• Task instructions: What lines of the data below hold the string "from"? Copy each one out.

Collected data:
- Opening Delimiter -
PR #1339, opened 2023-02-03
Develop

mmahfuzi:
- [DEMO LINK](https://mmahfuzi.github.io/react_dynamic-list-of-todos/)

### DIFF
--- a/src/App.tsx
+++ b/src/App.tsx
@@ -1,5 +1,5 @@
 /* eslint-disable max-len */
-import React from 'react';
+import React, { useState } from 'react';
 import 'bulma/css/bulma.css';
 import '@fortawesome/fontawesome-free/css/all.css';
 
@@ -7,8 +7,19 @@ import { TodoList } from './components/TodoList';
 import { TodoFilter } from './components/TodoFilter';
 import { TodoModal } from './components/TodoModal';
 import { Loader } from './components/Loader';
+import { Todo } from './types/Todo';
 
 export const App: React.FC = () => {
+  const [todo, setTodo] = useState<Todo>();
+  // const [todos] = useState<Todo[]>();
+  const [appTodo, setAppTodo] = useState<Todo[]>([]);
+  const [check, setCheck] = useState(false);
+  const [loader, setLoader] = useState(true);
+
+  setTimeout(() => {
+    setLoader(false);
+  }, 500);
+
   return (
     <>
       <div className="section">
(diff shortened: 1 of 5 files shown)


mmahfuzi:
Dear reviewer, if you take a look at the test failures, you would see the reason of all failures(except one) is "timing out" and I think it's due to my different implementation!

src/App.tsx
```diff
@@ -1,14 +1,34 @@
...
 
 export const App: React.FC = () => {
+  const [todo, setTodo] = useState<Todo>();
+  const [todos, setTodos] = useState<Todo[]>([]);
+  const [appTodo, setAppTodo] = useState<Todo[]>([]);
+  const [check, setCheck] = useState(false);
+  const [selectedTodoId, setSelectedTodoId] = useState<number>(0);
+
+  useEffect(() => {
+    selectTodo(selectedTodoId);
```
Grayfox147, line 21: Ah I understand you re render because your selectedTodo uses the getTodo function again, I see,.

src/App.tsx
```diff
@@ -1,14 +1,34 @@
...
+  });
+
+  useEffect(() => {
+    getTodos().then(setTodos);
+  }, []);
+
+  useEffect(() => {
+    setTodos(todos);
```
Grayfox147, line 29: Also I believe you dont need one, basically once you bring the todos all of them and set them in your state, you can use them to filter them etc, and then use the result for the todolist, I believe you dont need to use the useEffect again. I am not sure, although I did not need it.

src/App.tsx
```diff
@@ -17,18 +37,19 @@ export const App: React.FC = () => {
...
 
             <div className="block">
-              <TodoFilter />
+              <TodoFilter onFilter={setAppTodo} />
             </div>
 
             <div className="block">
-              <Loader />
-              <TodoList />
+              {todos.length
```
Grayfox147, line 44: I believe that we need to hide the loader inside the condition in case we dont have our information loaded , but the table can sit outside, basically if it has no information we will be able to see the table header empty. and the loader on top

src/components/TodoFilter/TodoFilter.tsx
```diff
@@ -1,34 +1,91 @@
...
+
+type Props = {
+  onFilter: React.Dispatch<React.SetStateAction<Todo[]>>,
+};
+
+export const TodoFilter:React.FC<Props> = ({ onFilter }) => {
+  const [query, setQuery] = useState('');
+
+  const customFilter = useCallback(async (input: string) => {
+    if (input === 'all') {
```
Grayfox147, line 16: really interesting approach! never saw it before!! good job!

src/components/TodoModal/TodoModal.tsx
```diff
@@ -1,49 +1,80 @@
...
+  todo: Todo,
+  onCheck: (isSelected: boolean) => void,
+  onSelect: (selectedTodoId: number) => void,
+};
+
+export const TodoModal: React.FC<Props> = ({ todo, onCheck, onSelect }) => {
+  const [user, setUser] = useState<User>();
+  const [loader, setLoader] = useState(true);
+
+  setTimeout(() => {
```
Grayfox147, line 18: interesting approach setting the loader inside

Grayfox147 (approved):
Overall quite different approach than mine, also different uses of the useEffect and the diynamic used with the fetching functions really impressive. I am not sure if the tests that you are not passing might be affected by the many fetching of Todos through the components, but overall really interesting approach.

Grayfox147 (changes requested):
I believe there are some improvements to do before, that will help us to pass the tests.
- Closing Delimiter -
• Expected output:
-import React from 'react';
+import React, { useState } from 'react';
@@ -7,8 +7,19 @@ import { TodoList } from './components/TodoList';
 import { TodoFilter } from './components/TodoFilter';
 import { TodoModal } from './components/TodoModal';
 import { Loader } from './components/Loader';
+import { Todo } from './types/Todo';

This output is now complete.